(Beginning of Data to process)
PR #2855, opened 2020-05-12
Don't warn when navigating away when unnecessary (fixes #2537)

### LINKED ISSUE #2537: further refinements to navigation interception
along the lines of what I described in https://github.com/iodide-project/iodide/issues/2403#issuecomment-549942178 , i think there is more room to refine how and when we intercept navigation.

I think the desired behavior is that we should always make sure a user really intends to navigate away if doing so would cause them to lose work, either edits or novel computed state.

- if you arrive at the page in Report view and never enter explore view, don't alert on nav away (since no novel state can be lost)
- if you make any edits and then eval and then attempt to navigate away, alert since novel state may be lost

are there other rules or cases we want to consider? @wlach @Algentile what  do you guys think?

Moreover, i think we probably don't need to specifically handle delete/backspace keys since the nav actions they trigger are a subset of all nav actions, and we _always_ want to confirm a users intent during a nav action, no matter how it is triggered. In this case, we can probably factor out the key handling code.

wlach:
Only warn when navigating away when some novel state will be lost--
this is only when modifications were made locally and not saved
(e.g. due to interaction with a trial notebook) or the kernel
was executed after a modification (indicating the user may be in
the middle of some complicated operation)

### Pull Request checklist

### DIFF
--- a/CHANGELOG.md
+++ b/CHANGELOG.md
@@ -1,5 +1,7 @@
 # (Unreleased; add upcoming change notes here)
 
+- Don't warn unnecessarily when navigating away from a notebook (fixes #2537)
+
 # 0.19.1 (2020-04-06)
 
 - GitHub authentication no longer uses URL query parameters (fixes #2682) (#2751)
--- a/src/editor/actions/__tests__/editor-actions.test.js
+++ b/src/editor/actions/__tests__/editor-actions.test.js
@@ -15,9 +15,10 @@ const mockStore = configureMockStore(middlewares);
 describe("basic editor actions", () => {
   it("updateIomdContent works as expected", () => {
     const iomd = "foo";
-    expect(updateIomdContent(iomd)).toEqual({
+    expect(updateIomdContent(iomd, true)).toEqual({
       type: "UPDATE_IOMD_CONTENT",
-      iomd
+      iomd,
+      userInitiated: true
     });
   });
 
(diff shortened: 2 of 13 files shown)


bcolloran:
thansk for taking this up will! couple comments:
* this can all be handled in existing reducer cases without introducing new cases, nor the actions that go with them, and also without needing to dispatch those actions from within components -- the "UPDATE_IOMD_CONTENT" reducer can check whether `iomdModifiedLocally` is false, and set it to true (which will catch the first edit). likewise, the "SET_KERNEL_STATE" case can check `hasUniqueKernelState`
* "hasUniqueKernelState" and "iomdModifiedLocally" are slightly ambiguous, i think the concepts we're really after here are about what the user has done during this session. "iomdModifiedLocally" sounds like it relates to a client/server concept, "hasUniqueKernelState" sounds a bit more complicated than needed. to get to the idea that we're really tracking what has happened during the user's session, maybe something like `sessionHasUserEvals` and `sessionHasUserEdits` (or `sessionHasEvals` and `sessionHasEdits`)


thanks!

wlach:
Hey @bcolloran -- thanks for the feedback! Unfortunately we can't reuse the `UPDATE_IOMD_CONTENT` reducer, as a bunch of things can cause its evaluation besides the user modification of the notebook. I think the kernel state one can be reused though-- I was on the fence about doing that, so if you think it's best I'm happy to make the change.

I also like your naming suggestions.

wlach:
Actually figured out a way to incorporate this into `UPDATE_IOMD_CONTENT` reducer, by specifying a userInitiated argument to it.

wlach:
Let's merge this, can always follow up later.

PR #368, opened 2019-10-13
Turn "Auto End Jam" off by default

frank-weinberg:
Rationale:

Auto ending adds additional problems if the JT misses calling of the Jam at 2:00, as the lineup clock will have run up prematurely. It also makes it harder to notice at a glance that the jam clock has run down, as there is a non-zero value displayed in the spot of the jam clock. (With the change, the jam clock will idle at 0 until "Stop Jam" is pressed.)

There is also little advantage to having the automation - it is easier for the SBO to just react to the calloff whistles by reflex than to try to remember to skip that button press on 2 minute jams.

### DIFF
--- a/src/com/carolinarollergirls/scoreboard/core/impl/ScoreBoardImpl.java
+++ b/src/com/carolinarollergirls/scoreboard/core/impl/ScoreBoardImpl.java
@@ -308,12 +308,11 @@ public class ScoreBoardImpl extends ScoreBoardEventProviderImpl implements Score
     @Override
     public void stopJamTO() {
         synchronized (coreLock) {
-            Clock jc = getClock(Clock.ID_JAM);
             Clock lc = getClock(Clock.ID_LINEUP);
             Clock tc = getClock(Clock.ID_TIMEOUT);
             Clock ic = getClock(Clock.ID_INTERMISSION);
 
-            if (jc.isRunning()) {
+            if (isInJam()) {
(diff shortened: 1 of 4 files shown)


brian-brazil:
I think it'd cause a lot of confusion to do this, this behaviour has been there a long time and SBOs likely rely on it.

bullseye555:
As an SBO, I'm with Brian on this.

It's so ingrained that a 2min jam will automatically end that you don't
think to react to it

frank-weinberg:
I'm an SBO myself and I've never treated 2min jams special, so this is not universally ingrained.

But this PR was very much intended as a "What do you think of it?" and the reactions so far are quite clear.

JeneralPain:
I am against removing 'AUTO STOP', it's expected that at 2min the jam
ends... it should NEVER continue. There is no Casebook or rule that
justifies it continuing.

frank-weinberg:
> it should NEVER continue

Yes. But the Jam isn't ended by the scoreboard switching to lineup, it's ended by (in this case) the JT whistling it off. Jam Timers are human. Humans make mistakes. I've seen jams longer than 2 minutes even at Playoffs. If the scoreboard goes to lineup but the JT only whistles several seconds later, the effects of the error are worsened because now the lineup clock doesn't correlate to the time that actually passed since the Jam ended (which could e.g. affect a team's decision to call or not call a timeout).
(End of Data to process)
§ **Task statement**: Produce the material above again, word for word.

§ **Completed task**:
PR #2855, opened 2020-05-12
Don't warn when navigating away when unnecessary (fixes #2537)

### LINKED ISSUE #2537: further refinements to navigation interception
along the lines of what I described in https://github.com/iodide-project/iodide/issues/2403#issuecomment-549942178 , i think there is more room to refine how and when we intercept navigation.

I think the desired behavior is that we should always make sure a user really intends to navigate away if doing so would cause them to lose work, either edits or novel computed state.

- if you arrive at the page in Report view and never enter explore view, don't alert on nav away (since no novel state can be lost)
- if you make any edits and then eval and then attempt to navigate away, alert since novel state may be lost

are there other rules or cases we want to consider? @wlach @Algentile what  do you guys think?

Moreover, i think we probably don't need to specifically handle delete/backspace keys since the nav actions they trigger are a subset of all nav actions, and we _always_ want to confirm a users intent during a nav action, no matter how it is triggered. In this case, we can probably factor out the key handling code.

wlach:
Only warn when navigating away when some novel state will be lost--
this is only when modifications were made locally and not saved
(e.g. due to interaction with a trial notebook) or the kernel
was executed after a modification (indicating the user may be in
the middle of some complicated operation)

### Pull Request checklist

### DIFF
--- a/CHANGELOG.md
+++ b/CHANGELOG.md
@@ -1,5 +1,7 @@
 # (Unreleased; add upcoming change notes here)
 
+- Don't warn unnecessarily when navigating away from a notebook (fixes #2537)
+
 # 0.19.1 (2020-04-06)
 
 - GitHub authentication no longer uses URL query parameters (fixes #2682) (#2751)
--- a/src/editor/actions/__tests__/editor-actions.test.js
+++ b/src/editor/actions/__tests__/editor-actions.test.js
@@ -15,9 +15,10 @@ const mockStore = configureMockStore(middlewares);
 describe("basic editor actions", () => {
   it("updateIomdContent works as expected", () => {
     const iomd = "foo";
-    expect(updateIomdContent(iomd)).toEqual({
+    expect(updateIomdContent(iomd, true)).toEqual({
       type: "UPDATE_IOMD_CONTENT",
-      iomd
+      iomd,
+      userInitiated: true
     });
   });
 
(diff shortened: 2 of 13 files shown)


bcolloran:
thansk for taking this up will! couple comments:
* this can all be handled in existing reducer cases without introducing new cases, nor the actions that go with them, and also without needing to dispatch those actions from within components -- the "UPDATE_IOMD_CONTENT" reducer can check whether `iomdModifiedLocally` is false, and set it to true (which will catch the first edit). likewise, the "SET_KERNEL_STATE" case can check `hasUniqueKernelState`
* "hasUniqueKernelState" and "iomdModifiedLocally" are slightly ambiguous, i think the concepts we're really after here are about what the user has done during this session. "iomdModifiedLocally" sounds like it relates to a client/server concept, "hasUniqueKernelState" sounds a bit more complicated than needed. to get to the idea that we're really tracking what has happened during the user's session, maybe something like `sessionHasUserEvals` and `sessionHasUserEdits` (or `sessionHasEvals` and `sessionHasEdits`)


thanks!

wlach:
Hey @bcolloran -- thanks for the feedback! Unfortunately we can't reuse the `UPDATE_IOMD_CONTENT` reducer, as a bunch of things can cause its evaluation besides the user modification of the notebook. I think the kernel state one can be reused though-- I was on the fence about doing that, so if you think it's best I'm happy to make the change.

I also like your naming suggestions.

wlach:
Actually figured out a way to incorporate this into `UPDATE_IOMD_CONTENT` reducer, by specifying a userInitiated argument to it.

wlach:
Let's merge this, can always follow up later.

PR #368, opened 2019-10-13
Turn "Auto End Jam" off by default

frank-weinberg:
Rationale:

Auto ending adds additional problems if the JT misses calling of the Jam at 2:00, as the lineup clock will have run up prematurely. It also makes it harder to notice at a glance that the jam clock has run down, as there is a non-zero value displayed in the spot of the jam clock. (With the change, the jam clock will idle at 0 until "Stop Jam" is pressed.)

There is also little advantage to having the automation - it is easier for the SBO to just react to the calloff whistles by reflex than to try to remember to skip that button press on 2 minute jams.

### DIFF
--- a/src/com/carolinarollergirls/scoreboard/core/impl/ScoreBoardImpl.java
+++ b/src/com/carolinarollergirls/scoreboard/core/impl/ScoreBoardImpl.java
@@ -308,12 +308,11 @@ public class ScoreBoardImpl extends ScoreBoardEventProviderImpl implements Score
     @Override
     public void stopJamTO() {
         synchronized (coreLock) {
-            Clock jc = getClock(Clock.ID_JAM);
             Clock lc = getClock(Clock.ID_LINEUP);
             Clock tc = getClock(Clock.ID_TIMEOUT);
             Clock ic = getClock(Clock.ID_INTERMISSION);
 
-            if (jc.isRunning()) {
+            if (isInJam()) {
(diff shortened: 1 of 4 files shown)


brian-brazil:
I think it'd cause a lot of confusion to do this, this behaviour has been there a long time and SBOs likely rely on it.

bullseye555:
As an SBO, I'm with Brian on this.

It's so ingrained that a 2min jam will automatically end that you don't
think to react to it

frank-weinberg:
I'm an SBO myself and I've never treated 2min jams special, so this is not universally ingrained.

But this PR was very much intended as a "What do you think of it?" and the reactions so far are quite clear.

JeneralPain:
I am against removing 'AUTO STOP', it's expected that at 2min the jam
ends... it should NEVER continue. There is no Casebook or rule that
justifies it continuing.

frank-weinberg:
> it should NEVER continue

Yes. But the Jam isn't ended by the scoreboard switching to lineup, it's ended by (in this case) the JT whistling it off. Jam Timers are human. Humans make mistakes. I've seen jams longer than 2 minutes even at Playoffs. If the scoreboard goes to lineup but the JT only whistles several seconds later, the effects of the error are worsened because now the lineup clock doesn't correlate to the time that actually passed since the Jam ended (which could e.g. affect a team's decision to call or not call a timeout).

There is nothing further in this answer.